We hiked through grassy dunes to find abandoned World War II bunkers and rusty equipment, a haunting graveyard of machinery. This shore was once America's only defense installation in the North Pacific and now marks the entrance to the port.
Russians and bears
Once a vibrant center of international trade in fur, whale and salmon, Sitka was the gem of Russian Alaska and served as its capital (the name means "people of the island" in native Tlingit). In 1799, the Russians built a fort on Baranof Island, naming it for the first governor of Russian America, Alexander Baranov. After several years of bloody conflict with the Tlingit people, the Russians established the Russian-American Co. When the United States purchased Alaska from Russia in 1867, Sitka remained Alaska's capital until it moved 100 miles northeast to Juneau in 1906. In the center of town, St. Michael's Russian Orthodox Cathedral's pale blue onion dome reflects the colors of sea and sky. Every Sunday, St. Michael's offers services in Tlingit, Slavic and English.

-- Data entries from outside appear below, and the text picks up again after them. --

PR #124, opened 2017-01-25
Check for success when adding address/on-mesh-prefix

abtink:
This commit adds a callback in `address_was_added()` when issuing
the set the spinel commands to check for success of the whole
operation.


abtink:
Closing and replacing this with #124

PR #129, opened 2017-02-01
build: Include a stub copy of boost for systems that don't have it.

darconeous:
We've run into trouble with the dependency on [Boost](http://boost.org) recently, and since the parts we are using are entirely implemented as template headers we figured the easiest path forward was to simply include those headers with wpantund.

On systems which already have Boost installed, that version will be used. The bundled version will only be used when no usable copy of Boost can be found.


beriberikix:
Did you mean @jwhui?

darconeous:
Oops, extra click.

darconeous:
Trying to figure out the travis build failure.

PR #131, opened 2017-02-09
`TaskLeave`: Issue a "reset" at the end of "leave"

abtink:
This ensures that all the volatile memory on the NCP is wiped after
a network "leave" command.


arjunasiva:
LGTM 👍

PR #134, opened 2017-02-27
Add initial wpanctl commissioner commands support

pszkotak:
This pull request adds support for wpanctl commands to use border router as a native commissioner and joining a device to the the Thread network.


src/ipc-dbus/DBusIPCAPI_v1.cpp
```diff
@@ -1192,6 +1196,76 @@ DBusIPCAPI_v1::interface_route_remove_handler(
...
+	const char* psk = NULL;
+	int psk_len = 0;
+	bool did_succeed = false;
+
+	did_succeed = dbus_message_get_args(
+		message, NULL,
+		DBUS_TYPE_ARRAY, DBUS_TYPE_BYTE, &ext_addr, &ext_addr_len,
+		DBUS_TYPE_ARRAY, DBUS_TYPE_BYTE, &psk, &psk_len,
+		DBUS_TYPE_INVALID
+);
```
abtink: nit: spacing here

src/ncp-spinel/SpinelNCPControlInterface.cpp
```diff
@@ -309,6 +310,62 @@ SpinelNCPControlInterface::add_external_route(
...
+			SPINEL_DATATYPE_EUI64_S
+			SPINEL_DATATYPE_DATA_S
+			SPINEL_DATATYPE_UINT8_S
+		),
+		SPINEL_PROP_THREAD_JOINERS,
+		addr,
+		psk,
+		psk_len
+	))
+	.set_lock_property(SPINEL_PROP_THREAD_ALLOW_LOCAL_NET_DATA_CHANGE)
```
abtink: nit: spacing here ... it'd better to have all the factory method calls aligned...

src/ncp-spinel/SpinelNCPControlInterface.cpp
```diff
@@ -309,6 +310,62 @@ SpinelNCPControlInterface::add_external_route(
...
+	.finish()
+	);
+
+bail:
+	return;
+}
+
+void
+SpinelNCPControlInterface::commissioner(
```
abtink: Suggestion: Since this is just to enable/disable commissioner operation, I think it may be easier if instead of adding it as a `NCPControlInterface`  new method, we define it as a wpan property (which is then tied to the spinel property... `SPINEL_PROP_THREAD_COMMISSIONER_ENABLED`)...Thoughts?

pszkotak: Thank you, it looks way better. Changed to the wpan property. I think that support for commissioner --start / commissioner --stop commands should be present. Using wpanctl setprop / getprop and then commissioner --joiner-add does not seem to be very intuitive. Therefore --start / --stop which set spinel property are still there. Do you think such redundancy is acceptable in this case?

pszkotak:
Please let me know if there are any more improvements needed before merging this PR.

GiedriusM:
I'm really missing this functionality from upstream wpantund, so I've merged this PR locally.
Here's few things I've noticed:
* --state always return an error 10 (0x0A)
* it's hard to switch between "commissioner --state" and "status", i.e. frequent mistakes of "commissioner --status" and "state"
* some commands (see below) return no information and it's unclear what has been done
* some commands (see below) return errors
* stopping commissioner does not clear joiner list
* stopping commissioner does not remove joinable flag in scan entries

```
wpanctl:wpan0> commissioner
wpanctl:wpan0> commissioner abcdefgh ffffffffffffffff 600
wpanctl:wpan0> commissioner abcdefgh
wpanctl:wpan0> commissioner abcdefgh ffffffffffffffff
```

```
wpanctl:wpan0> commissioner -t 10 -a abcdefgh
commissioner: warning: No address value specified, any joiner knowing PSKd can join.
commissioner: warning: PSK should consist only uppercase letters and digits
commissioner: error: Did not receive a reply. Possible causes include: the remote application d
id not send a reply, the message bus security policy blocked the reply, the reply timeout expir
ed, or the network connection was broken.
Error 11 (0x0B)
```

GiedriusM:
One more issue - "wpanctl commissioner -a PASSW0RD" prints "Joiner added." to stderr instead of stdout.

darconeous:
@abtink: What are your thoughts on this? Do you approve?

darconeous:
### Note to self: This commit has a lot of unnecessary history, so don't "Merge", do "Squash and Merge" instead.

darconeous:
Ignore googlebot.

src/wpanctl/tool-cmd-commissioner.c
```diff
@@ -0,0 +1,367 @@
...
+                    print_error_diagnosis(ret);
+                }
+            }
+        }
+    }
+
+
+bail:
+    if (connection)
+        dbus_connection_unref(connection);
```
darconeous: Due to the potent example of the ["goto fail"](https://nakedsecurity.sophos.com/2014/02/24/anatomy-of-a-goto-fail-apples-ssl-bug-explained-plus-an-unofficial-patch/) bug, we now require curly braces for `if` (and all similar constructs) in all new code.

src/wpanctl/tool-cmd-commissioner.c
```diff
@@ -0,0 +1,367 @@
...
+                     "%s/%s",
+                     WPANTUND_DBUS_PATH,
+                     gInterfaceName);
+
+            message = dbus_message_new_method_call(
+                interface_dbus_name,
+                path,
+                WPANTUND_DBUS_APIv1_INTERFACE,
+                WPANTUND_IF_CMD_PROP_SET
+                );
```
abtink: nit: ");" align with `message`.  Few other instances below.

darconeous:
I'm not sure whether I should wait for @pszkotak to address those nits, or if I should go ahead and merge. I'm leaning toward waiting for now. If someone feels differently, let me know.

pszkotak:
@GiedriusM,
Thank you for the detailed feedback.
We are still missing some functionalities, like 'state' returning ERRORCODE_NOT_IMPLEMENTED.
It is a good idea to implement everything that is defined before the merge.
Will check all remaining points as well.

@darconeous, sorry for the delay.
I will address all nits asap.

darconeous:
Note that you should do a pull to your local copy before making changes, since I've made a few.

pszkotak:
@GiedriusM,
1. --state, which is now renamed to --status to match 'wpanctl status' cmd, has beed added, it returns enabled/disabled string
2. If there is no confirmation nothing has been done.
3. These two are more openthread related.
I cant find in spec if the joiner list should be cleared when the commissioner is stopped.
Could you point me the right direction? ;)
We will look into the j flag behavior, it may be a bug. Anyway, if there is anything to be fixed it is not in wpantund/wpanctl.
4. -t 10 is too short, this is why it is failing. Please note that the default timeout value equals 60000ms.
```
wpanctl commissioner -t 100 -a ABCDEFGH
commissioner: warning: No address value specified, any joiner knowing PSKd can join.
Joiner added.
```
5. Writing command result to the stderr seems to be a common practice among all tool-cmd-*.c files, just followed a convention here:
e.g. tool-cmd-add-route.c
`fprintf(stderr, "Adding route prefix \"%s\" ...",`
If there is a need to change it all commands should be adjusted at the same time imo.

@darconeous, there is still --remove command missing, but as this requires also changes in the opentherad. I think it can be added with one of future pull requests as complementary to this one has already been merged. If all looks good here I will stop messing with this PR ;).

darconeous:
I hope to review and approve these changes today.

darconeous:
I will fix the conflicts

PR #135, opened 2017-02-28
Add support for new property to test assert functionality on NCP

abtink:
- Add a new wpan property "OpenThread:Debug:TestAssert" which maps
  to `SPINEL_PROP_DEBUG_TEST_ASSERT`.

- Reading/Getting this property will cause an assert on NCP.
  This is intended for testing the assert functionality of
  NCP. Assert should ideally cause the NCP to reset, but if this is
  not supported a `false` boolean is returned in response.


abtink:
Corresponding PR in OT: https://github.com/openthread/openthread/pull/1389

darconeous:
If we can get #141 in first, then we can remove the spinel changes.

abtink:
Rebased on master.

darconeous:
Spinel should still define the constants though. The syslog enumeration won't ever change, it is enshrined in RFCs, but we shouldn't require people to include syslog.h.

darconeous:
Wow, that last comment I made was totally off the wall and applied to a different pull request (even then it wasn't accurate). I've deleted it. If you see it in your email, disregard it, it will only confuse you. :P

PR #141, opened 2017-03-13
Sync OpenThread files to latest versions and update plugin to match

darconeous:
This pull request includes two changes, one is the sync of files that have changed in OpenThread and the other updates various parts of the Spinel plug-in to reflect those changes.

Sitka's shopping district is crammed between the town's two stoplights near the harbor. We strolled through the Sitka Fur Gallery, which displayed a $5,000 sable jacket; a fudge shop with T-shirt-clad stuffed bears; the Alaska Pure Sea Salt Co. (the only U.S. sea-salt source); and the Harbor Book Shop, a warmly lit warren packed with Tlingit literature and travel guides. Its back door opens to a coffee shop. Standing in line one morning, I overheard conversations in French, German, Russian and Japanese, just as travelers would have in the 1800s, when Sitka was dubbed "the Paris of the Pacific."